I worry about the future and I worry about my son. He’s only 7 and he needs his mom. But for the past 3 months I’ve basically been bed ridden with crippling anxiety and depression. I cry all day and can’t eat. Sometimes I think he’s be better off without me. All his basic needs are met, however I still feel like I’m not good enough. Im tired of feeling worthless and lonely. I’m tired of feeling like I don’t want to live. I dread each day because it’s just a battle in my brain of self negative talk that I can’t control. I’m on my 3rd week of Prozac, which I’ve taken in the past and it seemed to help. This time around it doesn’t seem to be or I need to give it more time.
Every medication I try the doctors say 4-6 weeks. I feel like I don’t have another 4-6 weeks! Ive been suffering since November! In the beginning my anxiety was causing me to throw up all day for the first month or so. I’m just exhausted and would give anything to feel content. I was fine until November.
I was under the care of a new doctor from august and him changing my meds around to things that gave me bad side effects caused me to have nothing built up in my system which led to a mental snap.
I went to the ER 3 times in 2 months for high blood pressure caused by anxiety. I finally begged him for Prozac because I knew it helped in the past and didn’t have side effects that I remember.
I can’t function, I don’t leave my house. I stay isolated in my room all day just counting the hours to take my night med mirtazapine. It’s pretty sedating and that’s the only time I feel relief. I can’t work because I never know how I’m going to feel. Please god just help me get through this. I have In the past but this time it seems like it’s never going to end. Like I’m never going to be happy again.
I don’t enjoy anything anymore. I feel emotionally detached from everyone and everything. I look worried or sad. Those are my only 2 emotions. I almost 5150d myself Last month but got them to let me go. I just can’t go on another 3 months like this! Why?! Just why can’t I be normal, happy and content?!
hey girl message me privately.

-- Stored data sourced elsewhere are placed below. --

PR #753, opened 2021-03-13
Features/refine investments

p-snft:
This PR suggests a new API for investments:
* `Investment` has a new keyword argument `other_needs`. It replaces custom kwargs that served the same purpose.
* The constraints `investment_limit` and `additional_investment_flow_limit` are unified. If a keyword is named, the corresponding entry in `other_needs` is considered, else the summed `ep_costs` are limited.


p-snft:
I am still struggling with the naming of the „other needs“. There are a couple of options:
* Demands (should probably be reserved for energy covered by flows).
* Needs
* Requirements
* Prerequisites

jokochems:
> 
> 
> I am still struggling with the naming of the „other needs“. There are a couple of options:
> 
>     * Demands (should probably be reserved for energy covered by flows).
> 
>     * Needs
> 
>     * Requirements
> 
>     * Prerequisites

If I understood it correctly, you use `other_needs` to impose other limiting factors to investments than the total investment costs, right?
In that case, I would rather not associate it with requirements or needs, but rather suggest
* limiting_factors
* other_aspects
* boundary_args

or something like that.

p-snft:
> If I understood it correctly, you use `other_needs` to impose other limiting factors to investments than the total investment costs, right?

It will be used for limiting factors that are shared between `Storages` and `Flows`. However, there is no strict requirement that a limit is set. Thus, it can be used to calculate things for information only. (I.e. to have the space demand at hand, saved in a variable.)

uvchik:
I cannot see the changes made by this PR due to hundreds of changed lines.

However, I like ```custom_kwargs``` as it is a placeholder for custom keyword arguments that become attributes and can be used in custom constraints.

p-snft:
> I cannot see the changes made by this PR due to hundreds of changed lines that do not belong to this PR.
I based this one on https://github.com/oemof/oemof-solph/pull/752. (We agreed on the general idea, so it will probably avoid double work.) I hope to have that one finished soon, so all changes specific to this branch can be seen.

> However, I like `custom_kwargs` as it is a placeholder for custom keyword arguments that become attributes and can be used in custom constraints.
Generally, I do agree. However, `custom_kwargs` would be an argument to the solph non-Block-class. But as far as I see it, for investments to storages there has to be an attribute to `GenericInvestStorageBlock`. So, to allow identifying keywords that need to be handed to the Block, I suggest to have this extra argument. (Also: investment limits are part of mainline solph, so it's not really a "custom" argument.)

joroeder:
With the API of `other_needs` a nested structure is introduced. Maybe, I did not follow all of the discussion, but the purpose with that is to implement explicitly named arguments (#727), right?

p-snft:
> With the API of `other_needs` a nested structure is introduced. Maybe, I did not follow all of the discussion, but the purpose with that is to implement explicitly named arguments (#727), right?

There are two reasons:
1. Arguments providing "core" functionality should have explicit names. (#727)
2. We need a way to signify which arguments need to generate a variable for the optimiser.

PR #764, opened 2021-05-25
Merge v0.4.2 release into dev

p-snft:
This is a pyomo hotfix just done at master.


p-snft:
This does not work, as it disregards splitting into submodules.

PR #767, opened 2021-05-29
Improve SinkDSM formulation (formatting, fixes, tests)

### LINKED ISSUE #761: Minor fixes are sensible in SinkDSM
Hi everyone,

I just came across some minor easy to implement quick fixes that would be sensible, I'll implement as soon as I find the time:
* If you specify `flex_share_up` and `flex_share_down`, but set `max_demand`, `max_capacity_up` and `max_capacity_down` all to `None` in a dispatch model, this is not caught in an Error which provides useful user feedback, though it should be.
* In the `objective_value` of the `SinkDSMDIWBlock`(s) the summation should be for the first, not the second timeindex. This won't make a difference as long as your cost values are time-independet, but matters if you consider e.g. different periods or changes in costs over time.

jokochems:
This one adds some minor improvements to the SinkDSM formulation:
* Extend the checks of infeasible attribute combinations
* Fix the minor bug in the objective_value formulation for `approach="DIW"`, mentioned in #761
* Improve (consistency and hopefully readability) of code formatting
* Add constraint tests for the investment modeling implemented 

Resolves #761

I guess there is no need to adapt anything in the changelog since it is only some minor fixes and reformatting.

### DIFF
--- a/src/oemof/solph/blocks/non_convex_flow.py
+++ b/src/oemof/solph/blocks/non_convex_flow.py
@@ -10,12 +10,14 @@ SPDX-FileCopyrightText: Patrik Schönfeldt
 SPDX-FileCopyrightText: Birgit Schachler
 SPDX-FileCopyrightText: jnnr
 SPDX-FileCopyrightText: jmloenneberga
+SPDX-FileCopyrightText: Johannes Kochems (jokochems)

I have a lot to say and I really think it can help
What seems odd to me is the fact that we each share the same symptom's for depression and anxiety. However we continue to struggle with getting help, or getting answers. I have tried everything mentioned in this app and have the same depressing thoughts.
I wish I had an answer for everyone. The one consistent help I have is reading the Bible and listening to what Jesus tells me through scripture. Going to church will give you fellowship, get you out of the house with exercise, and give you endless help! Why not try it?